ACTIVITY ▸
Extract, from the records beneath this instruction, each line that contains the word "replaceTimePlaceholder".

RECORDED DATA ▸

-- Opening Marker --

PR #1175, opened 2022-01-21
add data loss functionality to issue fragment base

Naitim:
Hello developers of octodroid

I am using your app octodroid. I think the app is great but I have one minor patch that could improve the user experience.

Here is a picture to help illustrate what activity that are changed in my patch:

https://ibb.co/6vgx1S3

When the user is typing a message to send. If the screen focus goes to another app or activity or if the user accidentally closes or press back the app, the user will lose any data they had put into this page

This feature will automatically store the data when the user leaves the activity without submitting and restore said data when they restart the activity(this can be seen here where I pressed back and went back into the activity https://ibb.co/gPL8BNB). Therefore, the user does not have to fill in the data again thus improving the user experience.

I have tested out the feature to ensure it works.

If you have any questions or if you would like me to change anything, please do not hesitate to let me know!

Thank you for your time,
Tim

### DIFF
--- a/app/src/main/java/com/gh4a/fragment/IssueFragmentBase.java
+++ b/app/src/main/java/com/gh4a/fragment/IssueFragmentBase.java
@@ -17,6 +17,7 @@ package com.gh4a.fragment;
 
 import android.app.Activity;
 import android.content.Intent;
+import android.content.SharedPreferences;
 import android.graphics.Typeface;
 import android.os.Bundle;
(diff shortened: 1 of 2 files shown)


RSoulwin:
@maniac103 @Fs00
What are views of devs about this PR being added ?
has it been reviewed? 
..or forgotten as it is there for quite a while in repo but i think it has a useful feature from user's prospective.

PR #1182, opened 2022-02-19
Improve clarity for `referenced` and `cross-referenced` timeline events

Fs00:
This PR makes the following improvements to the way `referenced` and `cross-referenced` timeline events are displayed:
- `referenced`: display also repository owner and name together with the SHA of the commit that referenced the issue/PR, if it belongs to another repository.
I've also reworded the message for the event since I've discovered that references from commit comments (and not only from commit messages) appear as `referenced` events too (see [this](https://github.com/PowerShell/PowerShell/pull/16840#ref-commit-f8168cb) for an example), and therefore the message _"added commit [] that referenced this issue"_ could have been misleading.
- `cross-referenced`: display also repository owner and name together with the number of the issue that referenced the issue/PR, if it belongs to another repository (like GitHub does, e.g. `dotnet/runtime#12456`).

I've also extracted a few methods to improve code readability.

### DIFF
--- a/app/src/main/java/com/gh4a/adapter/timeline/EventViewHolder.java
+++ b/app/src/main/java/com/gh4a/adapter/timeline/EventViewHolder.java
@@ -262,24 +262,31 @@ class EventViewHolder
 
         int pos = text.toString().indexOf("[commit]");
         if (event.commitId() != null && pos >= 0) {
-            text.replace(pos, pos + 8, event.commitId().substring(0, 7));
-            text.setSpan(new IntentSpan(mContext, context -> {
-                // The commit might be in a different repo. The API doesn't provide
-                // that information directly, so get it indirectly by parsing the URL
-                String repoOwner = mRepoOwner;
-                String repoName = mRepoName;
-                String url = event.commitUrl();
-                if (url != null) {
-                    Matcher matcher = COMMIT_URL_REPO_NAME_AND_OWNER_PATTERN.matcher(url);
-                    if (matcher.find()) {
-                        repoOwner = matcher.group(1);
-                        repoName = matcher.group(2);
-                    }
+            // The commit might be in a different repo. The API doesn't provide
+            // that information directly, so get it indirectly by parsing the URL
+            String repoOwner = mRepoOwner;
+            String repoName = mRepoName;
+            boolean isInDifferentRepo = false;
+            String url = event.commitUrl();
+            if (url != null) {
+                Matcher matcher = COMMIT_URL_REPO_NAME_AND_OWNER_PATTERN.matcher(url);
+                if (matcher.find()) {
+                    repoOwner = matcher.group(1);
+                    repoName = matcher.group(2);
+                    isInDifferentRepo = !mRepoOwner.equals(repoOwner) || !mRepoName.equals(repoName);
                 }
+            }
+            String shortCommitSha = event.commitId().substring(0, 7);
+            String commitText = isInDifferentRepo
+                    ? repoOwner + "/" + repoName + "#" + shortCommitSha
+                    : shortCommitSha;
+            text.replace(pos, pos + 8, commitText);
 
-                return CommitActivity.makeIntent(context, repoOwner, repoName, event.commitId());
-            }), pos, pos + 7, 0);
-            text.setSpan(new TypefaceSpan("monospace"), pos, pos + 7, 0);
+            String finalRepoOwner = repoOwner;
+            String finalRepoName = repoName;
+            text.setSpan(new IntentSpan(mContext, context ->
+                    CommitActivity.makeIntent(context, finalRepoOwner, finalRepoName, event.commitId())), pos, pos + commitText.length(), 0);
+            text.setSpan(new TypefaceSpan("monospace"), pos, pos + commitText.length(), 0);
         }
 
         pos = text.toString().indexOf("[label]");
--- a/app/src/main/java/com/gh4a/adapter/timeline/EventViewHolder.java
+++ b/app/src/main/java/com/gh4a/adapter/timeline/EventViewHolder.java
@@ -306,13 +306,19 @@ class EventViewHolder
         pos = text.toString().indexOf("[source]");
         if (pos >= 0) {
             final Issue source = event.source().issue();
-            String sourceLabel = "#" + source.number();
+            var sourceRepoOwnerAndName = ApiHelpers.extractRepoOwnerAndNameFromIssue(source);
+            String sourceRepoOwner = sourceRepoOwnerAndName.first;
+            String sourceRepoName = sourceRepoOwnerAndName.second;
+            boolean isSourceInDifferentRepo = !mRepoOwner.equals(sourceRepoOwner) || !mRepoName.equals(sourceRepoName);
+            String sourceLabel = isSourceInDifferentRepo
+                    ? sourceRepoOwner + "/" + sourceRepoName + "#" + source.number()
+                    : "#" + source.number();
             text.replace(pos, pos + 8, sourceLabel);
-            text.setSpan(new IntentSpan(mContext, context -> {
-                return source.pullRequest() != null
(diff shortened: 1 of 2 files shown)


maniac103:
In general this LGTM, but...

> I've also extracted a few methods to improve code readability.

... I have to admit I'm not a fan of such one-off methods, because it makes one jump back-and-forth through the code when following the logic.
Since each of those pieces of code is in its own block due to the `indexOf` check there's no improvement in variable scoping, and there's no dependency between them so I honestly don't see the improvement here.

Fs00:
I think there are a few compelling reasons to extract those sections in separate methods:

- the `formatEvent()` method is quite daunting (220 lines of code before the refactoring) and it's hard to get an overview of what's doing by just peeking at the code.
- when I first looked at the code, I had to spend some time parsing a few of those sections to understand that they were substituting a placeholder in the text. By extracting them and giving them a name, it's easier to understand what they are doing without having to get into the details of the logic.
- *"there's no dependency between them"*: true, and it sounds like a very good reason to extract them to me, because in this way you enforce the decoupling but most importantly you make it very explicit (it's not very visible when you read the code the first time).

About the jumping back-and-forth, and I don't think that's the case here. The details of those sections aren't really important to know if you're just following the logic, and furthermore it seems to me that the sections are changed independently of each other in most cases (so it's unlikely you'll need to jump around), and having each of them extracted helps (me at least) focusing on one piece at a time.
Also, you can see from the diff of commit 6d188a8 that the code wasn't moved around much, the main changes are the method declarations being added in between the code.

Just to be clear, I don't want to impose my way of structuring code here :sweat_smile:, my goal was just to avoid to others the struggle I've had when first approaching the code.
It's also fine for me if you prefer to revert the refactoring.

maniac103:
How about adding comments as a (meaningful) compromise?

Fs00:
Definitely better than nothing for someone reading the code for the first time, but you won't get the aforementioned benefits about explicit scoping, "hiding" unnecessary details when just following the logic, and making the method size more manageable.
Also, I personally prefer when the code itself tells what it's doing, rather than the human using comments (unless when needed to explain motivations or reasonings behind the code).

app/src/main/java/com/gh4a/adapter/timeline/EventViewHolder.java
```diff
@@ -258,69 +258,96 @@ private CharSequence formatEvent(final IssueEvent event, final User user, int ty
...
+        replaceLabelPlaceholder(event, text);
+        replaceBotPlaceholder(text);
+        replaceSourcePlaceholder(event, text);
+        replaceTimePlaceholder(event, text);
+        return text;
+    }
 
+    private void replaceCommitPlaceholder(IssueEvent event, SpannableStringBuilder text) {
         int pos = text.toString().indexOf("[commit]");
         if (event.commitId() != null && pos >= 0) {
```
maniac103, line 273: Please (at least ;-) ) invert the logic here and return early if preconditions aren't met, so indention depth is reduced now we don't need the block for variable scoping anymore:

```
if (pos < 0 || event.commitId() == null) {
    return;
}
```

(same below)

app/src/main/java/com/gh4a/adapter/timeline/EventViewHolder.java
```diff
@@ -258,69 +258,96 @@ private CharSequence formatEvent(final IssueEvent event, final User user, int ty
...
+                            : IssueActivity.makeIntent(context, sourceRepoOwner, sourceRepoName, source.number())
+            ), pos, pos + sourceLabel.length(), 0);
         }
+    }
 
-        CharSequence time = event.createdAt() != null
-                ? StringUtils.formatRelativeTime(mContext, event.createdAt(), true) : "";
-
-        pos = text.toString().indexOf("[time]");
+    private void replaceTimePlaceholder(IssueEvent event, SpannableStringBuilder text) {
```
maniac103, line 340: Pass the Date instance instead of the full event?

app/src/main/java/com/gh4a/adapter/timeline/EventViewHolder.java
```diff
@@ -258,69 +258,96 @@ private CharSequence formatEvent(final IssueEvent event, final User user, int ty
...
+    private void replaceBotPlaceholder(SpannableStringBuilder text) {
+        int pos = text.toString().indexOf("[bot]");
         if (pos >= 0) {
             text.delete(pos, pos + 5);
             StringUtils.addUserTypeSpan(mContext, text, pos, mContext.getString(R.string.user_type_bot));
         }
+    }
 
-        pos = text.toString().indexOf("[source]");
+    private void replaceSourcePlaceholder(IssueEvent event, SpannableStringBuilder text) {
```
maniac103, line 320: Pass source instead of event?

app/src/main/java/com/gh4a/adapter/timeline/EventViewHolder.java
```diff
@@ -258,69 +258,96 @@ private CharSequence formatEvent(final IssueEvent event, final User user, int ty
...
+            String finalRepoOwner = commitRepoOwner;
+            String finalRepoName = commitRepoName;
+            text.setSpan(new IntentSpan(mContext, context ->
+                    CommitActivity.makeIntent(context, finalRepoOwner, finalRepoName, event.commitId())), pos, pos + commitText.length(), 0);
+            text.setSpan(new TypefaceSpan("monospace"), pos, pos + commitText.length(), 0);
         }
+    }
 
-        pos = text.toString().indexOf("[label]");
+    private void replaceLabelPlaceholder(IssueEvent event, SpannableStringBuilder text) {
```
maniac103, line 302: Pass label instead of event?

app/src/main/java/com/gh4a/adapter/timeline/EventViewHolder.java
Fs00: Here's another benefit of extracting methods, the ability to return early :wink: 
Will do it in a moment

app/src/main/java/com/gh4a/adapter/timeline/EventViewHolder.java
```diff
@@ -258,69 +259,94 @@ private CharSequence formatEvent(final IssueEvent event, final User user, int ty
...
+        ), pos, pos + sourceLabel.length(), 0);
+    }
 
-        CharSequence time = event.createdAt() != null
-                ? StringUtils.formatRelativeTime(mContext, event.createdAt(), true) : "";
-
-        pos = text.toString().indexOf("[time]");
+    private void replaceTimePlaceholder(SpannableStringBuilder text, Date time) {
+        int pos = text.toString().indexOf("[time]");
         if (pos >= 0) {
```
maniac103, line 343: Another place for early return.

app/src/main/java/com/gh4a/adapter/timeline/EventViewHolder.java
```diff
@@ -258,69 +259,94 @@ private CharSequence formatEvent(final IssueEvent event, final User user, int ty
...
+        // that information directly, so get it indirectly by parsing the URL
+        String commitRepoOwner = mRepoOwner;
+        String commitRepoName = mRepoName;
+        boolean isCommitInDifferentRepo = false;
+        if (commitUrl != null) {
+            Matcher matcher = COMMIT_URL_REPO_NAME_AND_OWNER_PATTERN.matcher(commitUrl);
+            if (matcher.find()) {
+                commitRepoOwner = matcher.group(1);
+                commitRepoName = matcher.group(2);
+                isCommitInDifferentRepo = !mRepoOwner.equals(commitRepoOwner) || !mRepoName.equals(commitRepoName);
```
maniac103, line 287: Can do this outside of the if below (or even get rid of the variable completely).

Fs00: Done, I've kept the variable since it makes the condition more readable IMO.

PR #102, opened 2015-11-23
Fix link MP certificate location.

pasinskim:
This is for allowing downloading CSV reports in MP under HTTPS.


pasinskim:
trigger build

pasinskim:
Working as expected. Tested with newest package.

PR #106, opened 2015-11-25
Fix libcurl compile by making sure it honors LDFLAGS.

kacfengine:
Otherwise the Windows 32-bit package does not install. To do this we
must also work around libtool not passing -static-* options to the
compiler like it should by using the CC variable.


kacfengine:
trigger build

kacfengine:
trigger build

PR #107, opened 2015-12-09
Source the proper file to have the needed environment variables for running projects_to_test.

jimis:


jimis:
trigger build

jimis:
trigger build

kacf:
+1

jimis:
Seems to work in debug builds, but must be tested in release builds as well. Deferring that...

PR #113, opened 2016-03-29
Change: Switch SSL Key Size back to 2048

nickanderson:
4096 bit key is overkill. It doesn't offer double the security, but it is
costs computationally more than double. See here:
https://www.gnupg.org/faq/gnupg-faq.html#please_use_ecc


nickanderson:
@jimis & @estenberg

jimis:
+1 from my point of view. @estenberg lets prioritise supporting ECC keys in CFEngine (both MP and agent) instead.

nickanderson:
FYI I also updated the PR to masterfiles to mustachify the httpd config since I added a bundle to generate the cert as well.

nickanderson:
@estenberg what's the verdict here, shall we switch back to 2048 bit ssl keys?

nickanderson:
ping @estenberg

estenberg:
I would just leave it to 4096. I don't think there are any resource issues with this and it takes us above 128 bits of security which makes AES the weakest link not RSA.

Sure ECC would be nice but that is a bigger undertaking entirely and why do we need more bits of security for this?

nickanderson:
OK then closing this PR.

PR #114, opened 2016-03-30
Fix permissions for ppkeys directory in the RHEL7 package.

jimis:


jimis:
Closing because RHEL7 package works after all, as per @GregorioDiStefano 's tests.

PR #117, opened 2016-04-29
CFE-2359: Do not claim to start or stop CFEngine unless it's true.

kacf:
The script figures out whether it needs to start or stop anything, so
before we call it, we don't actually know whether we should output
such a message.

Fix by refactoring cf_console to do general redirection for all
commands, instead of just "echo". This way we can call the script with
messages directed to the console, instead of the log, where all the
rest of the message go.


kacf:
trigger build

kacf:
Tested and fixes the problem!

kacf:

PR #122, opened 2016-05-03
ENT-2724: Fix crash in PHP cleanup function.

kacf:
Both Curl and OpenSSL want to call this function, but it's only
allowed to call it once. This is a bug in PHP itself, so remove for
now. A memory leak in the cleanup is insignificant compared to a
crash.


kacf:
trigger build

pasinskim:
@kacf I don't like the idea of hosting PHP patches, but there is not that much we can do right now. I've opened PHP bug here: https://bugs.php.net/bug.php?id=72140

The change looks safe as this is called in cleanup function, where you are exiting from the thread anyway. Any memory should be freed by OS.

kacf:
Thanks for posting the bug. I agree, it's crappy to maintain our own patches, but it's the best we can do now. I hope they fix it properly upstream.

kacf:

PR #124, opened 2016-05-06
Fix error in package scripts when trying to redirect output on HP-UX.

kacf:
/var/log doesn't always exist on HP-UX.


GregorioDiStefano:
Ha, yes! This explains it :)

-- Closing Marker --

WRITTEN SOLUTION ▸
+        replaceTimePlaceholder(event, text);
+    private void replaceTimePlaceholder(IssueEvent event, SpannableStringBuilder text) {
+    private void replaceTimePlaceholder(SpannableStringBuilder text, Date time) {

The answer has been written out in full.